Западный родич солнца, Дин. Хотя тетка предупредила, что он меня до добра не доведет, я уже слышал новый зов и видел новые дали – и верил в них, ибо юн был; и чуточка этого недобра, и даже то, что Дин отверг меня потом как своего кореша, а затем и вообще вытирал об меня ноги на голодных мостовых и больничных койках – так какая разница? Я был молодым писателем, и мне хотелось стронуться с места.

Где-то на этом пути, я знал, будут девчонки, виде́ния – все будет; где-то на этом пути вручат мне жемчужину.

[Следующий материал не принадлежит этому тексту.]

PR #217, opened 2023-07-07
Create Sonar, an ATProto RepoSync Stats Generator

ericvolp12:
Sonar is an ATProto SubscribeRepos firehose listener that emits Prometheus metrics to characterize the kind and volume of content moving through the firehose.


ericvolp12:
Here's an example Grafana dashboard powered by Sonar

You can switch between different instances of Sonar to see the view of the firehose from different geographical (and network topological) locations.

I think I want to make a small change before merging that adds a label for the host the instance is connecting to so it's easy to switch your view between different PDSs or BGS firehoses.

image

cmd/sonar/main.go
```diff
@@ -0,0 +1,220 @@
...
+		mux.Handle("/metrics", promhttp.Handler())
+		log.Infof("metrics server listening on port %d", cctx.Int("port"))
+		err = http.ListenAndServe(fmt.Sprintf(":%d", cctx.Int("port")), mux)
+		if err != nil {
+			cancel()
+			log.Fatalf("failed to start metrics server: %+v\n", err)
+		}
+	}()
+
+	s.ProgMux.Lock()
```
whyrusleeping, line 199: no real reason to lock here, nothing is writing to these values yet

sonar/sonar.go
```diff
@@ -0,0 +1,287 @@
...
+func (s *Sonar) HandleStreamEvent(ctx context.Context, xe *events.XRPCStreamEvent) error {
+	ctx, span := otel.Tracer("sonar").Start(ctx, "HandleStreamEvent")
+	defer span.End()
+
+	switch {
+	case xe.RepoCommit != nil:
+		eventsProcessedCounter.WithLabelValues("repo_commit").Inc()
+		return s.HandleRepoCommit(ctx, xe.RepoCommit)
+	case xe.RepoHandle != nil:
+		eventsProcessedCounter.WithLabelValues("repo_handle").Inc()
```
whyrusleeping, line 111: RepoHandle also has a 'seq' field we should update on just like in RepoCommit

whyrusleeping:
build fails because theres a directory named sonar as well as the binary

whyrusleeping:
current test failure fixed in #218

whyrusleeping (approved):
LGTM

[7] Имеется в виду основной комплекс Нью-Йоркской городской тюрьмы, с 1932 г. расположенный на острове в Восточной реке между Куинзом и Бронксом.
[8] «Bellevue Hospital» (с 1736) – старейшая общественная больница в США; в 1879 г. на ее территории был воздвигнут особый «павильон для безумцев» (что было революционным решением в психиатрии того времени), поэтому с тех пор «Беллвью» используется как метоним «дурдома».
[9] «Riker’s» – сеть нью-йоркских ресторанов, основанная Э. Уильямом Райкером и существовавшая в 1930-х – 1970-х гг.
[10] «The New Yorker» (с 1925) – общественно-политический и литературный журнал.
[11] Ек. 5:17, парафраз.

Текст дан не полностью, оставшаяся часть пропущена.